Tags: maze rev alcohol binja
Rating:
---
title: "sekai23 rev/teyvat-travel-guide"
publishDate: "04 Sep 2023"
description: "Author: es3n1n, cpp.dog"
tags: ["rev", "sekai23", "maze"]
---
#### Description
Greetings, Travellers! Feel free to spend some time exploring the world of Teyvat, but remember...Some areas are too dangerous to explore alone.
Author: sahuang \
31 solves
#### Overview
There is only one attachment for this challenge and it's an ELF binary file named `genshin`, If we execute it on our machine the program will first ask us to solve the PoW
```
root@iusearchbtw:/mnt/c/Users/retard/Downloads# ./genshin
proof of work: curl -sSfL https://pwn.red/pow | sh -s s.AAATbA==.a9A4A9Am4LadegCDAekr1A==
solution:
```
After we solve the pow we can see that the app is rendering some grid, safe to assume that it is some sort of a maze
At the time when I was solving it, I tried to press the W/A/S/Arrow keys and nothing really worked, the X character didn't move, eh which sucks, well, let's open it up in binja
#### Analysing
As soon as we open the `genshin` binary in binja we can see that this binary was created using the golang :sob:
In order to not waste time by analysing statically linked libc, we can find the main function that renders the maze by looking up the string xrefs
By looking at the function where we end up we can see that we're in the function that checks our proof of work
By looking for the xrefs to this function we can find the main function, the function that we were looking for, where all the magic happens
If we scroll the HLIL a bit we clearly see that it checks for the `R` and `D` keys
And if we try to press these keys while the program is running we can observe that our X is moving from cell to cell, R = x+1, D = y+1
The whole idea of this challenge is that there's a maze and each cell has its value (signed, meaning that it can either add pts or remove pts), each time you move from cell to cell your score gets increased/decreased.

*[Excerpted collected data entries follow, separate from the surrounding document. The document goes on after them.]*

PR #2400, opened 2026-09-05
feat(activity): Standalone Activities operator commands

### LINKED ISSUE #2061: [Feature Request] Implement operator commands for Standalone Activities

See https://github.com/temporalio/features/issues/822

maciejdudko:
## What was changed

Added operator commands `pause`, `unpause`, `updateOptions` and `restoreOriginalOptions` to `ActivityHandle`.

## Why?

Feature request: https://github.com/temporalio/features/issues/822

## Checklist

1. Closes #2061 

2. How was this tested:
New tests in `test-standalone-activities.cloud-pending.ts`

### DIFF
--- a/packages/client/src/activity-client.ts
+++ b/packages/client/src/activity-client.ts
@@ -19,7 +19,7 @@ import {
   decompileRetryPolicy,
 } from '@temporalio/common';
 import type { Duration } from '@temporalio/common/lib/time';
-import { msOptionalToTs, msToNumber, optionalTsToDate, optionalTsToMs } from '@temporalio/common/lib/time';
+import { msOptionalToTs, msToNumber, optionalTsToDate, optionalTsToNonZeroMs } from '@temporalio/common/lib/time';
 import { composeInterceptors } from '@temporalio/common/lib/interceptors';
 import {
   decodeTypedSearchAttributes,
@@ -48,8 +48,12 @@ import type {
   ActivityDescribeInput,
   ActivityGetResultInput,
   ActivityListInput,
+  ActivityPauseInput,
+  ActivityRestoreOriginalOptionsInput,
   ActivityStartInput,
   ActivityTerminateInput,
+  ActivityUnpauseInput,
+  ActivityUpdateOptionsInput,
 } from './interceptors';
 import type { AsyncCompletionClientOptions } from './async-completion-client';
 import { AsyncCompletionClient } from './async-completion-client';
@@ -110,6 +114,14 @@ export class ActivityClient extends AsyncCompletionClient implements TypedActivi
       terminate: composeInterceptors(interceptors, 'terminate', this.terminateHandler.bind(this)),
       list: composeInterceptors(interceptors, 'list', this.listHandler.bind(this)),
       count: composeInterceptors(interceptors, 'count', this.countHandler.bind(this)),
+      pause: composeInterceptors(interceptors, 'pause', this.pauseHandler.bind(this)),
+      unpause: composeInterceptors(interceptors, 'unpause', this.unpauseHandler.bind(this)),
+      updateOptions: composeInterceptors(interceptors, 'updateOptions', this.updateOptionsHandler.bind(this)),
+      restoreOriginalOptions: composeInterceptors(
+        interceptors,
+        'restoreOriginalOptions',
+        this.restoreOriginalOptionsHandler.bind(this)
+      ),
     };
   }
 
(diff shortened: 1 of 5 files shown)


packages/client/src/activity-client.ts
```diff
@@ -564,6 +729,26 @@ export interface ActivityHandle<R = any> {
...
+  /**
+   * Unpauses the Activity execution if it was previously paused.
+   */
+  unpause(options?: ActivityUnpauseOptions): Promise<void>;
+  /**
+   * Updates activity options of a running activity execution. See documentation for {@link ActivityOptionsUpdate}.
+   *
+   * Returns current options after applying the update.
+   */
+  updateOptions(options?: ActivityOptionsUpdate): Promise<ActivityOptionsUpdate>;
```
cconstable: this says the options are optional but line 302 requires them

packages/test/src/test-standalone-activities.cloud-pending.ts
```diff
@@ -863,4 +864,104 @@ if (RUN_INTEGRATION_TESTS) {
...
+      tt.not(desc.retryPolicy.initialInterval, originalDuration);
+      tt.is(desc.retryPolicy.maximumInterval, updatedDuration);
+      tt.is(desc.priority.fairnessKey, undefined);
+      // TODO: uncomment when added
+      // tt.is(desc.startDelay, undefined);
+    });
+
+    const originalOptions = await handle.restoreOriginalOptions();
+    t.is(originalOptions.taskQueue, 'original-task-queue');
+    t.is(updatedOptions.scheduleToCloseTimeout, undefined);
```
cconstable: should `updatedOptions` be `originalOptions` here?

packages/client/src/activity-client.ts
```diff
@@ -517,6 +564,124 @@ export class ActivityClient extends AsyncCompletionClient implements TypedActivi
...
+        namespace: this.options.namespace,
+        activityId: input.activityId,
+        runId: input.activityRunId || undefined,
+        identity: this.options.identity,
+        requestId: randomUUID(),
+        restoreOriginal: true,
+      });
+      return activityOptionsUpdateFromProto(resp.activityOptions);
+    } catch (err) {
+      this.rethrowGrpcError(err, 'Failed to request activity cancellation');
```
cconstable: I don't think this is the correct error message... maybe something like "failed to restore activity options?"

packages/client/src/activity-client.ts
```diff
@@ -517,6 +564,124 @@ export class ActivityClient extends AsyncCompletionClient implements TypedActivi
...
+          heartbeatTimeout: msOptionalToTs(input.options.heartbeatTimeout),
+          retryPolicy: input.options.retry ? compileRetryPolicy(input.options.retry) : undefined,
+          priority: input.options.priority ? compilePriority(input.options.priority) : undefined,
+          startDelay: msOptionalToTs(input.options.startDelay),
+        },
+        updateMask: { paths },
+      });
+      return activityOptionsUpdateFromProto(resp.activityOptions);
+    } catch (err) {
+      this.rethrowGrpcError(err, 'Failed to request activity cancellation');
```
cconstable: I don't think this is the correct error message... maybe something like "failed to update activity options?"

packages/client/src/activity-client.ts
```diff
@@ -662,6 +847,65 @@ export interface GetActivityHandleOptions {
...
+ *
+ * If a field is assigned non-null value, the option will be set to that value.
+ * If a field is explicitly assigned null, the option will be cleared.
+ * If a field is undefined, the option will be left unchanged.
+ *
+ * In a return value, currently unset fields are undefined.
+ *
+ * @experimental Standalone Activities are experimental. APIs may be subject to change.
+ */
+export interface ActivityOptionsUpdate {
```
cconstable, line 902: This is also the return type for the calls that update the options which makes things a little unclear to me. Does an undefined in the return type mean the option was left unchanged or that it is actually undefined? I think the doc comment might be misleading for this when it is being used as a return type. How do you feel about separating the input and return type into two different types?

cconstable (commented):
left some comments

packages/common/src/time.ts
```diff
@@ -114,3 +114,12 @@ export function optionalDateToTs(date: Date | null | undefined): Timestamp | und
   }
   return msToTs(date.getTime());
 }
+
+/**
+ * Lossy conversion function from Timestamp to number due to possible overflow.
+ * If ts is zero, null or undefined returns undefined.
+ */
+export function optionalTsToNonZeroMs(ts?: Timestamp | null): number | undefined {
+  const ms = optionalTsToMs(ts);
```
THardy98: Hmm it's possible for `optionalTsToMs` to legitimately return 0. This will change existing callers to return `undefined` now.

packages/client/src/activity-client.ts
```diff
@@ -517,6 +564,124 @@ export class ActivityClient extends AsyncCompletionClient implements TypedActivi
...
+  }
+
+  protected async updateOptionsHandler(input: ActivityUpdateOptionsInput): Promise<ActivityOptionsUpdateResult> {
+    if (!input.activityId) {
+      throw new TypeError('activityId is required');
+    }
+
+    const paths = [];
+    // != null because taskQueue can't be unset
+    if (input.options.taskQueue != null) {
```
THardy98, line 614: Could we construct each proto value in the same conditional that adds its mask path? Keeping the path and value adjacent would make their relationship clearer and help avoid drift.

i.e.
```
if (input.options.taskQueue != null) {
    paths.push('task_queue.name');
    activityOptions.taskQueue = { name: input.options.taskQueue };
  }
```

packages/client/src/activity-client.ts
```diff
@@ -608,31 +608,54 @@ export class ActivityClient extends AsyncCompletionClient implements TypedActivi
...
     // != null because taskQueue can't be unset
     if (input.options.taskQueue != null) {
       paths.push('task_queue.name');
+      activityOptions.taskQueue = { name: input.options.taskQueue };
     }
     if (input.options.scheduleToCloseTimeout !== undefined) {
       paths.push('schedule_to_close_timeout');
+      if (input.options.scheduleToCloseTimeout != null) {
+        activityOptions.scheduleToCloseTimeout = msOptionalToTs(input.options.scheduleToCloseTimeout);
+      }
```
THardy98, line 622: This is duplicative, why not just check for `!= null` one time ? Can you even specify `null` for these fields?

Ditto for the other added conditionals

maciejdudko: Yes, you can specify null, this is how you unset the field (as opposed to leaving it unchanged). Explained in `ActivityOptionsUpdate` docs.

THardy98: ah, duh. Thanks 👍

THardy98 (approved):
LGTM, subject to @cconstable comments

cconstable (approved):

PR #2413, opened 2026-09-10
fix(activity): Use serialization context in Standalone Activities

maciejdudko:
## What was changed

Change `ActivityClient` to use `ActivitySerializationContext` when de/serializing Standalone Activity payloads.
## Why?

Allows using context-aware data converters with Standalone Activities.

### DIFF
--- a/CHANGELOG.md
+++ b/CHANGELOG.md
@@ -104,6 +104,7 @@ to docs, or any other relevant information.
 
 ### Changed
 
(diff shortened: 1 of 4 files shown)


THardy98:
Could we add integration tests that check that serialization context is propagated correctly for SAA on both happy/failure paths?

THardy98 (approved):
Would like to see one on the failure path as well if possible

PR #2414, opened 2026-09-11
fix(ai-sdk): polyfill base64 globals in workflows

### LINKED ISSUE #2408: [Bug] @temporalio/ai-sdk missing atob/btoa polyfills

I want to use the vercel AI SDK to have image inputs from tool call results.

I'm building a coding agent on `@temporalio/ai-sdk`. One of the agent's tools is
a `read` tool that returns images (screenshots, PNG files) as an image content
part so the model can look at them. Text results work fine, but Image results break.

### Describe the bug

When a tool result contains a file/image part, the Workflow Task fails with
`TypeError: atob is not a function`, and because it is a plain `TypeError`
rather than a Temporal failure, the task is retried forever. The workflow shows
as Running with an ever-growing history of `WorkflowTaskFailed` events.

The call comes from the AI SDK's prompt conversion, which runs inside the
workflow sandbox. When it converts a tool result `file` part, it sniffs the
media type by decoding the base64 data with `atob`. The workflow isolate has no
`atob` or `btoa`.

`contrib/ai-sdk/src/load-polyfills.ts` already installs the Web-API globals the
AI SDK needs at module load (`Headers`, Web Streams, `structuredClone`), but not
`atob`/`btoa`, which are only reached on this codepath.

Stack trace from the `WorkflowTaskFailed` event:

```
TypeError: atob is not a function
    at convertBase64ToUint8Array (node_modules/@ai-sdk/provider-utils/src/uint8-utils.ts:8:23)
    at decodePrefix (node_modules/@ai-sdk/provider-utils/src/detect-media-type.ts:206:16)
    at detectMediaTypeBySignatures (node_modules/@ai-sdk/provider-utils/src/detect-media-type.ts:242:14)
    at detectMediaType (node_modules/@ai-sdk/provider-utils/src/detect-media-type.ts:310:9)
    at convertPartToLanguageModelPart (node_modules/ai/src/prompt/convert-to-language-model-prompt.ts:586:43)
    at node_modules/ai/src/prompt/convert-to-language-model-prompt.ts:633:32
    at Array.map (<anonymous>)
    at mapToolResultOutput (node_modules/ai/src/prompt/convert-to-language-model-prompt.ts:630:24)
    at node_modules/ai/src/prompt/convert-to-language-model-prompt.ts:384:26
    at Array.map (<anonymous>)
```

Expected: the image part is forwarded to the model, as it is when the same
`generateText` call runs outside Temporal.

Suggested fix: add `atob`/`btoa` to `installPolyfills()` in
`contrib/ai-sdk/src/load-polyfills.ts`, guarded like the existing entries.
Both are pure functions of their input, so they are safe in workflow code.

### Minimal Reproduction

```ts
// workflows.ts
import { temporalProvider } from "@temporalio/ai-sdk/workflow";
import { generateText, stepCountIs, tool } from "ai";
import { z } from "zod";

// 1x1 transparent PNG
const PNG =
  "iVBORw0KGgoAAAANSUhEUgAAAAEAAAABCAYAAAAfFcSJAAAADUlEQVR42mNkYPhfDwAChwGA60e6kgAAAABJRU5ErkJggg==";

export async function repro(): Promise<string> {
  const result = await generateText({
    model: temporalProvider.languageModel("<any model id>"),
    prompt: "Call the screenshot tool once, then describe what you see.",
    tools: {
      screenshot: tool({
        description: "Takes a screenshot",
        inputSchema: z.object({}),
        execute: async () => ({ data: PNG, mimeType: "image/png" }),
        toModelOutput: ({ output }) => ({
          type: "content",
          value: [{ type: "file", data: { type: "data", data: output.data }, mediaType: output.mimeType }],
        }),
      }),
    },
    stopWhen: stepCountIs(3),
  });
  return result.text;
}
```

Starting from the `hello-world` TypeScript sample with `@temporalio/ai-sdk`.

### Environment/Versions

- OS and processor: Linux x86_64
- Temporal Server: `temporalio/auto-setup:1.28` (also see the CLI dev server behave the same way)
- SDK: `@temporalio/worker` / `@temporalio/workflow` / `@temporalio/ai-sdk` 1.23.0
- AI SDK: `ai` 7.0.87, `@ai-sdk/provider-utils` 5.0.34
- Node.js v26.7.0, Worker running on Node (not Bun)
- Server running in Kubernetes (k3d), not built from source

brianstrauch:
## What was changed

- Added deterministic, Workflow-safe `atob` and `btoa` polyfills to the AI SDK preload.
- Preserved native globals when they are already available.
- Added an end-to-end regression test for image content returned by an AI tool, including a base64 round trip in the Workflow sandbox.

## Why?

The Vercel AI SDK decodes base64 data while detecting the media type of file tool results. Temporal's Workflow isolate did not provide `atob` or `btoa`, causing image tool results to repeatedly fail their Workflow Task.

## Checklist

1. Closes #2408
2. How was this tested:
   - `pnpm run build`
   - `pnpm -C contrib/ai-sdk exec ava lib/__tests__/test-ai-sdk.js --match='Image tool results are converted inside the workflow sandbox'`
3. Any docs updates needed? No.

### DIFF
--- a/contrib/ai-sdk/src/load-polyfills.ts
+++ b/contrib/ai-sdk/src/load-polyfills.ts
@@ -1,40 +1,11 @@
 import { Headers } from 'headers-polyfill';
 import structuredClonePolyfill from '@ungap/structured-clone';
 import * as webStreamsPolyfill from 'web-streams-polyfill';
-import { decodeBase64, encodeBase64 } from '@temporalio/workflow-streams/workflow';
-
-function atobPolyfill(input: string): string {
-  const encoded = String(input).replace(/[\t\n\f\r ]/g, '');
-  const paddingLength = encoded.match(/=+$/)?.[0].length ?? 0;
-  if (paddingLength > 0 && encoded.length % 4 !== 0) {
-    throw new TypeError('The string to be decoded is not correctly encoded.');
-  }
-
-  const bytes = decodeBase64(encoded);
-  let output = '';
-  for (const byte of bytes) {
-    output += String.fromCharCode(byte);
-  }
-  return output;
-}
-
-function btoaPolyfill(input: string): string {
-  const data = String(input);
-  const bytes = new Uint8Array(data.length);
-  for (let index = 0; index < data.length; index++) {
-    const byte = data.charCodeAt(index);
-    if (byte > 0xff) {
-      throw new TypeError('The string to be encoded contains characters outside of the Latin1 range.');
-    }
-    bytes[index] = byte;
-  }
-  return encodeBase64(bytes);
-}
 
 /**
  * Installs the Web-API globals that the AI SDK needs inside the workflow sandbox: `Headers`,
- * the Web Streams classes (`ReadableStream`, `WritableStream`, `TransformStream`, ...),
- * `structuredClone`, and the base64 helpers `atob` and `btoa`.
+ * the Web Streams classes (`ReadableStream`, `WritableStream`, `TransformStream`, ...), and
+ * `structuredClone`.
  *
  * Idempotent, and never overwrites globals that already exist — calling it outside the sandbox
  * (where Node.js provides all of these natively) is a no-op.
@@ -55,13 +26,5 @@ export function installPolyfills(): void {
 
   if (!('structuredClone' in globalThis)) {
     globalThis.structuredClone = structuredClonePolyfill as typeof globalThis.structuredClone;
-  }
-
-  if (typeof globalThis.atob === 'undefined') {
-    globalThis.atob = atobPolyfill;
-  }
-
-  if (typeof globalThis.btoa === 'undefined') {
-    globalThis.btoa = btoaPolyfill;
   }
 }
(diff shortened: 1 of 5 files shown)


contrib/ai-sdk/src/load-polyfills.ts
```diff
@@ -1,11 +1,40 @@
 import { Headers } from 'headers-polyfill';
```
patbeqo, line 1: Could `atob`/`btoa` be injected from `node:buffer` via `injectGlobals` in `vm-shared.ts` ?

brianstrauch: Gave it a try and it works great! Of course, now we'll need SDK team signoff.

patbeqo (approved):

packages/worker/src/workflow/vm-shared.ts
```diff
@@ -2,6 +2,7 @@ import v8 from 'node:v8';
 import vm from 'node:vm';
 import { AsyncLocalStorage as AsyncLocalStorageOriginal } from 'node:async_hooks';
 import assert from 'node:assert';
+import { atob, btoa } from 'node:buffer';
```
chris-olszewski, line 5: Note this only exposes `atob`/`btoa` as globals in the isolate so importing from `buffer`/`node:buffer` won't work. I think this is desired since we need to avoid `Buffer` from being used in the isolate IIRC.

Just calling this out in case AI SDK expects these to be available via a standard `node:buffer` import.

chris-olszewski (approved):
I do think we might need to come up with a way to allow users/plugins to configure globals that should be forwarded. I don't want to necessarily block this while we figure out what that would look like so approving this.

The condition when the program would print us the flag is when we reach the `(47,47)` coordinates and our score is equal to `1`
#### Map generation
At the very beginning of this function, there's a suspicious loop in the range 48x48, it's suspicious only because the size of our maze is 48x48 too, if we look at it a bit we can see that it's saving some integers in the heap or something, weird.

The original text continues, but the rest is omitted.